▶ WHAT IS BEING ASKED:
Look through the records and copy each line that has "Breaking" in it.

▶ Stored data:
PR #1553, opened 2026-02-06
ramp limit consolidation and fix

### LINKED ISSUE #592: Links ramp_start_up_limit not behaving as expected

FabianHofmann:
## Changes

requires https://github.com/PyPSA/linopy/pull/568
closes #592 
closes #1540 
supersedes #1540 

This refactor consolidates ramp limit constraint definitions into a unified formulation that handles all operational types (fixed, extendable, committable) with a single constraint. It also introduces `p_init` to enable ramp constraints at the first snapshot.

New Attribute: `p_init` added to generators and links (`pypsa/data/component_attrs/`):

- Specifies the initial active power for ramp limit constraints at the first snapshot
-  When set, ramp constraints are applied at `sns[0]` using `p_init` as the previous dispatch
- For committable**: Initial status is derived from `up_time_before > 0`

### Default Value Changes (Breaking)

`ramp_limit_start_up` and `ramp_limit_shut_down`:
- **Before**: Default `1` (full ramp allowed)
- **After**: Default `NaN` (no limit / ignored)
(like in #1540)

### Consolidated Constraint Formulation

The constraint code (`pypsa/optimization/constraints.py`) was simplified from ~230 lines with separate handling for fix/ext/com to ~75 lines with a unified formulation:

**Ramp Up:**
```
p[t] - p[t-1] <= ru * p_nom * u[t-1] + rusu * p_nom * (u[t] - u[t-1])
```

**Ramp Down:**
```
p[t] - p[t-1] >= -rd * p_nom * u[t] - rdsd * p_nom * (u[t-1] - u[t])
```

Key insight: For non-committable components, `status = 1` for all `t`, so start-up/shut-down terms vanish naturally. For extendable components, `p_nom` is replaced by the capacity variable.

### Constraint Naming (Breaking)

- **Before**: `{c}-fix-p-ramp_limit_*`, `{c}-ext-p-ramp_limit_*`, `{c}-com-p-ramp_limit_*`
- **After**: `{c}-p-ramp_limit_up`, `{c}-p-ramp_limit_down`

### First Snapshot Handling

| Scenario | Previous Dispatch | Previous Status |
|----------|-------------------|-----------------|
| Rolling horizon (`sns[0] != n.snapshots[0]`) | `c.dynamic[hist_attr][start_i]` | `c.dynamic.status[start_i]` |
| First snapshot with `p_init` set | `p_init * initially_up` | `up_time_before > 0` |
| First snapshot without `p_init` | No constraint at `sns[0]` | - |

# Merge Order

This should go in before #1007 because there the ramp limits not yet fully sorted out. 

## Checklist

### DIFF
--- a/docs/assets/javascripts/readthedocs.js
+++ b/docs/assets/javascripts/readthedocs.js
@@ -25,4 +25,5 @@ ${ config.versions.active.map(
 </div>`;
 
     document.querySelector(".md-header__topic").insertAdjacentHTML("beforeend", versioning);
-    });
+    },
+    { once: true });
--- a/docs/user-guide/warnings.md
+++ b/docs/user-guide/warnings.md
@@ -1,0 +1,55 @@
+<!--
+SPDX-FileCopyrightText: PyPSA Contributors
+
+SPDX-License-Identifier: CC-BY-4.0
+-->
+
+# Warnings Reference
+
+PyPSA emits warnings to help catch common mistakes when building networks.
+This page explains what they mean and how to resolve them.
+
+!!! warning
+
+  This page is a work in progress and not all warnings are documented yet.
+
+## Misleading attribute name { #warning-attr-misleading }
+
+> *"The attribute 'X' is a standard attribute for other components but not for Y.
+> This could cause confusion and it should be renamed."*
+
+This warning appears when you add a custom attribute to a component that happens
+to be a standard attribute of a different component type. For example, adding
+`s_nom` (a standard Line/Transformer attribute) to a Generator:
+
+```py
+n.add("Generator", "gen1", bus="bus1", s_nom=100)  # triggers warning
+```
+
+This usually indicates that the attribute was expected to exist for this component
+but it does not. Additional attributes can be added to components, but they are
+only descriptive and not used by PyPSA internally. Consider renaming it to avoid
+confusion with the standard attribute.
+
+!!! note
+    This warning cannot be suppressed via options.
+
+## Potential attribute typo { #warning-attr-typo }
+
+> *"The attribute 'X' is not a standard attribute for Y. Did you mean 'Z'?"*
+
+This warning appears when a custom attribute name is very similar to a standard
+attribute (edit distance of 1), suggesting a typo. For example:
+
+```python
+n.add("Generator", "gen1", bus="bus1", p_no=100)  # did you mean 'p_nom'?
+```
+
+This warning can be suppressed if you intentionally use non-standard attribute
+names that happen to be close to standard ones:
+
+```python
+pypsa.options.warnings.attribute_typos = False
+```
+
+See also [Warnings options](./options.md#warnings-options).
--- a/mkdocs.yml
+++ b/mkdocs.yml
@@ -85,6 +85,7 @@ nav:
     - Network Collection: user-guide/collection.md
     - Options: user-guide/options.md
     - Logging: user-guide/logging.ipynb
+    - Warnings: user-guide/warnings.md
 
 - Examples:
   - Overview: examples/examples.md
--- a/pypsa/optimization/mga.py
+++ b/pypsa/optimization/mga.py
@@ -306,7 +306,7 @@ class OptimizationAbstractMGAMixin:
         model_kwargs : dict, optional
             Keyword arguments used by `linopy.Model`, such as `solver_dir` or `chunk`.
             Defaults to module wide option (default: {}). See
-            `https://`go.pypsa.org/options-params` for more information.
+            `https://go.pypsa.org/options-params` for more information.
         **kwargs:
             Keyword argument used by `linopy.Model.solve`, such as `solver_name`,
 
@@ -456,7 +456,7 @@ class OptimizationAbstractMGAMixin:
         model_kwargs : dict, optional
             Keyword arguments used by `linopy.Model`, such as `solver_dir` or `chunk`.
             Defaults to module wide option (default: {}). See
-            `https://`go.pypsa.org/options-params` for more information.
+            `https://go.pypsa.org/options-params` for more information.
         **kwargs:
             Keyword argument used by `linopy.Model.solve`, such as `solver_name`,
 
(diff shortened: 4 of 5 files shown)


Irieo:
The plan is to close #1540 or to merge it before this PR?
The release notes here repeat information about new defaults for `ramp_limit_start_up` and `ramp_limit_shut_down` but do not mention the main reason #1540 was there is to fix the bug that these attributes were ignored in binary UC.

FabianHofmann:
> The plan is to close #1540 or to merge it before this PR? The release notes here repeat information about new defaults for `ramp_limit_start_up` and `ramp_limit_shut_down` but do not mention the main reason #1540 was there is to fix the bug that these attributes were ignored in binary UC.

if you don't mind, we could give this one prio and close #1540 ; I have to release a new linopy version first, though

Irieo:
> > The plan is to close #1540 or to merge it before this PR? The release notes here repeat information about new defaults for `ramp_limit_start_up` and `ramp_limit_shut_down` but do not mention the main reason #1540 was there is to fix the bug that these attributes were ignored in binary UC.
> 
> if you don't mind, we could give this one prio and close #1540 ; I have to release a new linopy version first, though

No worries. I thought we wanted merge 1553 after 1540 due to different logic (direct fix vs code refac + new att), but if you think it is better so you can just close #1540. Maybe just pull my unit tests.

docs/release-notes.md
```diff
@@ -47,10 +47,13 @@ SPDX-License-Identifier: CC-BY-4.0
 
 - In version 2.0, capital costs of existing capacity on extendable assets will no longer be included in the objective by default (`n.objective_constant` will be set to zero), which improves LP numerical conditioning. A new `include_objective_constant` parameter was added to [`n.optimize()`][pypsa.optimization.OptimizationAccessor.__call__] and [`n.optimize.create_model()`][pypsa.optimization.OptimizationAccessor.create_model] to allow controlling this behavior and opt-in to the new default. It can also be configured via `pypsa.options.params.optimize.include_objective_constant` (see <!-- md:guide options.md -->). (<!-- md:pr 1509 -->)
 
-- Add support for pandas 3.0, while maintaining compatibility with pandas 2.x. (<!-- md:pr 1556 -->)
```
lkstrp, line 50: Overwrite of existing release note

pypsa/optimization/constraints.py
```diff
@@ -565,228 +565,84 @@ def define_ramp_limit_constraints(
...
-    com_i = c.committables.difference(c.inactive_assets)
-    fix_i = c.fixed.difference(c.inactive_assets)
-    fix_i = fix_i.difference(com_i).rename(fix_i.name)
-    ext_i = c.extendables.difference(c.inactive_assets)
-
-    # Auxiliary variables for constraint application
-    ext_dim = ext_i.name if ext_i.name else c.name
-    original_ext_i = ext_i.copy()
-    original_com_i = com_i.copy()
+    status = DataArray(1, coords=[sns, idx])
```
lkstrp, line 608: I think we should get rid of all the extra DataArray initialisations. Can we not do something like below?
```suggestion
    status = c.da.status.sel(snapshot=sns).where(~is_com, 0)
```
and remove where in the if statement

pypsa/optimization/constraints.py
```diff
@@ -565,228 +565,84 @@ def define_ramp_limit_constraints(
...
-        non_null_down = ~ramp_limit_down_fix.isnull()
-        if non_null_down.any():
-            lhs = p_actual(fix_i) - p_previous(fix_i)
-            rhs = (-ramp_limit_down_fix * p_nom) + rhs_start
-            mask = active & non_null_down
-            m.add_constraints(
-                lhs, ">=", rhs, name=f"{c.name}-fix-{attr}-ramp_limit_down", mask=mask
-            )
+        initially_up = c.da.up_time_before > 0
+        p_init = c.da.p_init.where(initially_up, 0)
```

▶ PROBLEM SOLUTION:
### Default Value Changes (Breaking)
### Constraint Naming (Breaking)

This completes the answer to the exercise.